Feel free to. I’ll be glad to show how you misread back then the same as you just misread in this thread. You do this literally every time we have a conversation. You ignore something I say. Then you say I made a mistake. The reality is that you didn’t understand what I said and assumed I made a mistake. And then I wreck you in the debate, like what just happened.
https://www.rankedftw.com/stats/population/1v1/#v=2&r=-2&sy=c&sx=a
If blizzard is basing their balance decision on a single day’s worth of ladder games, then there are approximately 250k games in their sample. Note that this is a drastic under-estimation, since the game’s popularity has gone down substantially since when they made the post we are discussing.
https://us.forums.blizzard.com/en/sc2/t/visualizing-balance-in-the-simplest-way-possible/13308/123?u=cheezecake-1895
Do you know what the margin of error for a proportion with a sample of size 250,000 is?
Let me rephrase that so its easier for you to understand.
Do you know what the standard deviation for a sampling distribution of a proportion with a sample of size 250,000 is? (hint: its a lot smaller than the 5% that blizzard gave that they were willing to tolerate)

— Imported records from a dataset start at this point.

PR #15479, opened 2024-05-06
fix visibility scope of labor items

ulferts:
Fixes the visible scope of `LaborBudgetItem`. It was broken in multiple places:

* Unless a project was provided, no scope (nil) was returned. In effect, that lead to the visible scope being inactive most of the time.
* If a project was returned, the scope failed since it tried to find a non existing `projects_id` (instead of `project_id`) column on budgets.
* When trying to actually run the scope that was supposed to be returned, that failed since there is no `project_id` column on the labor_budget_items table but only on the budgets table.

The second flaw suggests, that no project was ever provided as that would have lead to hard exceptions. The PR thus removes the second parameter which also brings the visibility scope more in line with those on other models.

Fixes

https://community.openproject.org/wp/45834


dombesz (approved):
The change looks good, thanks @ulferts! 👏
However, I am not entirely sure if the bugfix works as expected. I tried to reproduce the issue and the Budget list page seems to correctly display 0 for the "Planned budget" if the user has the permissions from the ticket. The details page still shows the amounts of the "Planned budget" and to my understanding it should show 0.

image
image
image

Please feel free to merge it, if this is the expected behaviour.

ulferts:
@dombesz you were right, that part of the information wasn't hidden properly. ~That was not part of the originally described bug but it makes sense to fix the issues together.~ Edit: I was wrong, it was described as well and I overlooked it.

I refactored a bit to make the code clearer but the only changes apart from what you already reviewed are in #2e0e39aacf6cfb90816227cc701579e09c07d16e which was changed again in [2e0e39aacf6cfb90816227cc701579e09c07d16e](https://github.com/opf/openproject/pull/15479/commits/b0527dce646725686155303daa16563bd43ec765#diff-2c3401257092403593fb3392051e86eefab0c5f20d8229a65e0cfbfe34d9f5f5R64-R66) for a simpler implementation. The rest is just moving code around.

dombesz (approved):
Nice job extracting the code into view components!👏
Everything works as expected, I have one question only.

When the user is allowed to `view_own_hourly_rate?`, and has some time logged, the "Available" column shows the exact amount spent by the user with a negative sign.

From my point of view this is okay since we are not showing anything that the user is not supposed to see. But is this the expected behaviour?

image

PR #15493, opened 2024-05-07
Retry jobs that failed because they were not defined (yet)

cbliard:
The worker may fail to load some jobs because the job class does not exist at the time of execution. This can happen on upgrades when the worker is still running the previous version while a migration is enqueuing jobs defined in the new version. The worker fails deserializing them because the job class can not be loaded.

This commit adds an initializer to retry all jobs failing due to NameError on restart so that they can be picked up once the migration is over and the worker gets restarted.

### DIFF
--- a/config/initializers/retry_failed_jobs_with_name_error.rb
+++ b/config/initializers/retry_failed_jobs_with_name_error.rb
@@ -47,5 +47,7 @@ Rails.application.configure do
       rescue StandardError => e
         Rails.logger.error("Failed to enqueue job for retry #{job.display_name} (job id: #{job.id}): #{e.message}")
       end
+  rescue LoadError
+    # Ignore LoadError that happens when nulldb://db database adapter is used
   end
 end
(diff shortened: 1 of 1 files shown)


config/initializers/retry_failed_jobs_with_name_error.rb
```diff
@@ -0,0 +1,51 @@
...
+    # in the new version.
+    #
+    # Once the migration is over and the worker gets restarted, the job will be
+    # retried thanks to this piece of code below.
+    GoodJob::Job
+      .discarded
+      .where("error LIKE ?", "NameError: uninitialized constant %Job")
+      .find_each do |job|
+        job.retry_job
+        Rails.logger.info("Successfully retry job #{job.display_name} (job id: #{job.id})")
```
mrmir: This is just me poking around, but does 'retried' work better here?

cbliard: True, I hesitated to put "retried", but actually, it only enqueues it for retry. It does not retry yet. Maybe "enqueued for retry" would sound better.

cbliard: Fixed. Thanks!

oliverguenther (approved):

PR #15494, opened 2024-05-07
Bundler 2.5.9 -> 2.5.10

klaustopher:
Update Bundler in our files to 2.5.10, it's not completely required, but there was a bug before that potentially URLs with Basic Auth would be dumped into the lockfile. Not really something that is problematic for us, but let's be safe: https://github.com/rubygems/rubygems/blob/master/bundler/CHANGELOG.md#2510-may-3-2024


dombesz (approved):
Thanks Klaus!👍

[This comment](https://github.com/opf/openproject/blob/dc2d337ee87197ff282b1bcdac41148dc92d5fb6/script/github_pr_errors#L286) also contains the bundler version, probably it would be good to update it too.

https://github.com/opf/openproject/blob/dc2d337ee87197ff282b1bcdac41148dc92d5fb6/script/github_pr_errors#L286

PR #15495, opened 2024-05-07
[#53669] Change default view for meetings module to upcoming invitations

mrmir:
https://community.openproject.org/work_packages/53669

### DIFF
--- a/modules/meeting/app/controllers/meetings_controller.rb
+++ b/modules/meeting/app/controllers/meetings_controller.rb
@@ -368,7 +368,7 @@ class MeetingsController < ApplicationController
   end
 
   def determine_date_range
-    @days = 31 # Setting.activity_days_default.to_i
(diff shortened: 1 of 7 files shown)


aaron-contreras (approved):
Very nice. There's only one little caveat (I checked though and it is already a bug on the dev branch so it wasn't introduced by this PR).

On "light mode" the menu item is properly highlighted:
Menu item highlighted

On "High contrast mode" the menu items do not highlight when selected:
image

The acceptance criteria on the work package specifies that the menu entry should be highlighted (but again, probably was written up from a "Light" mode and not a "High contrast mode"). If you could fix this, great :) but it was already a bug present on the current dev branch.

mrmir:
I poked around for a bit but couldn't fix it quickly, so I'll create a separate bug ticket for this issue. It seems to be happening everywhere, and not just in meetings, so I think that makes more sense to do anyway.

PR #15498, opened 2024-05-07
Code maintenance/53729 remove project custom field mapping and the projects aac patch

dombesz:
https://community.openproject.org/wp/53729


oliverguenther (approved):
Thanks for the cleanup 👍 

As already discussed with Attila, some logic is now moved back into acts_as_customizable, even though the only overriding use-case is the project attributes. In the future, this will make moving something like the work package type groups into a similar section/mapping implementation like with projects easier.

PR #15515, opened 2024-05-10
Possilbe having email like 12775518238@qq.com

Eric-Guo:


app/controllers/concerns/member_helper.rb
```diff
@@ -59,7 +59,7 @@ def user_ids_for_new_members(member_params)
 
   def invite_new_users(user_ids, send_notification: true)
     user_ids.filter_map do |id|
-      if id.to_i == 0 && id.present? # we've got an email - invite that user
+      if id.present? && (id.to_i == 0 || EmailValidator.valid?(id)) # we've got an email - invite that user
```
dombesz, line 62: I believe this could be simplified:
```suggestion
      if EmailValidator.valid?(id) # we've got an email - invite that user
```

dombesz (commented):
Thanks @Eric-Guo for the contribution. 👏
Usually we like to have tests included with PRs, san you please add a test for this fix?

app/controllers/concerns/member_helper.rb
Eric-Guo: Yes, but I guess the original implement is for performance reason as the logic is used in batch import also.

But I'm OK if member think the simplified version is OK.

Eric-Guo:
@dombesz Guess I can reuse one so I don't need to write new one. 😎 

Any way the test case is added.

spec/controllers/members_controller_spec.rb
```diff
@@ -164,7 +164,7 @@
     end
 
     context "with yet-to-be-invited emails" do
-      let(:emails) { ["h.wurst@openproject.com", "l.lustig@openproject.com"] }
+      let(:emails) { ["h.wurst@openproject.com", "12775518238@qq.com"] }
```
dombesz: Thanks @Eric-Guo , the test looks good 👍, however I would prefer either using the `@openproject.com` domain in the test or a domain that is reserved for testing such as `@example.com`.

dombesz (changes requested):

dombesz (approved):
Thanks @Eric-Guo !👍

PR #15521, opened 2024-05-13
Downgrade prawn 2.4.0 due to Embedded Font problem in Chrome (windows only) and Acrobat

Eric-Guo:
[Upstream issue](https://github.com/prawnpdf/prawn/issues/1346#issuecomment-2036433712)

Below is the problem PDF file:

image


ulferts:
@Eric-Guo thanks for the PR.

@as-op can you please look into this?

Eric-Guo:
I can confirm Acrobat Pro DC 2023.001 ~ Acrobat Pro DC 2024.002 all having missing fonts issue. some smart PDF reader, like PDF Expert / FoxReader will resolve missing fonts problem automatically. So not every PDF reader having problem.

as-op:
Thank you @Eric-Guo for bringing this to our attention!

I tried with Acrobat Reader 2024.002.20287, but that is not affected. As there is a reproducible case in the linked upstream issue and the confirmation by @Eric-Guo we should downgrade.

Our dependency md-to-pdf is still on prawn 2.4.0 anyhow, so the downgrade should be safe.
I verified this PR, it successfully downgrades to unaffected gem versions.

```
% bundle exec gem list --all --exact prawn ttfunk pdf-core

*** LOCAL GEMS ***

prawn (2.4.0)

*** LOCAL GEMS ***

ttfunk (1.7.0)

*** LOCAL GEMS ***

pdf-core (0.9.0)

```

PR #15523, opened 2024-05-13
Only allow precompiled assets to be injected when running from CI

crohr:
https://community.openproject.org/work_packages/54993/activity


machisuji (approved):
Thanks! 👍

PR #15530, opened 2024-05-13
[51447] Use same headings for permissions report and role forms

cbliard:
https://community.openproject.org/wp/51447

The pages are now showing the same headings (and using the same code to render them)

Before:

image

After:

image


Kharonus (approved):
LGTM

PR #15533, opened 2024-05-13
[#51745] Consolidate translations strings for work package sharing feature

dombesz:
https://community.openproject.org/work_packages/51745

### DIFF
--- a/config/locales/en.yml
+++ b/config/locales/en.yml
@@ -2891,7 +2891,7 @@ Project attributes and sections are defined in the <a href=%{admin_settings_url}
     member_of_group: "Assignee's group"
     name_or_identifier: "Name or identifier"
     only_subproject_id: "Only subproject"
-    shared_with_user: "Shared with user"
+    shared_with_user: "Shared with users"
     shared_with_me: "Shared with me"
     subproject_id: "Including subproject"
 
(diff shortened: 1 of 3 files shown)


config/locales/js-en.yml
```diff
@@ -1123,7 +1123,7 @@ en:
       sharing:
         share: "Share"
         title: "Share work package"
-        show_all_users: "Show all shared users"
+        show_all_users: "Show all users with whom the work packages has been shared with"
```
dombesz: According to the docs, the meaning of the translation was incorrect. Here's my proposed version.
cc: @psatyal

config/locales/en.yml
```diff
@@ -357,6 +357,7 @@ Project attributes and sections are defined in the <a href=%{admin_settings_url}
       project_roles: "Project roles"
       wp_shares: "Work package shares"
       groups: "Groups"
+    no_modify_on_shared: "You currently cannot modify or remove shared memberships through the member page. Use the sharing modal instead."
```
dombesz, line 360: This translation was completely missing and it is not being used. Added it for future use.

cbliard (approved):
LGTM.
I only fixed one typo in `query_fields.shared_with_user`.

dombesz:
Thanks @cbliard, I am not sure if that is a typo. According to the specification it should be "users".

image

cbliard:
@dombesz well, I called it a typo because I assumed that the person having added that string made a typo when entering it.
I [fixed it](https://github.com/opf/openproject/pull/15533/commits/925f69797afe7e735e8a2e4d25fc60b41474e088) to match the specification so it's "users" as expected.

dombesz:
@cbliard you are right, I overlooked that one, thanks!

I love this. It’s a perfect example of how you don’t bother to read. Let’s quote it here for easy reference:
The sampling distribution is the distribution of a given sample. That distribution can vary from the population distribution which is what the sample intends to measure
The sampling distribution is the distribution of a sample of samples. This statement is correct, but because it lacks context you thought I was referring to a singular sample of a random distribution, when I was specifically referring to a sample of a sampling distribution which is crystal clear in the previous posts:
The CLT states that as the sample size goes to infinity the sample converges on normality. You can’t get an infinite sample so a better question is what size of sample is needed for a high confidence of being normal, or is it possible to test if a sample is normal with a high degree of confidence?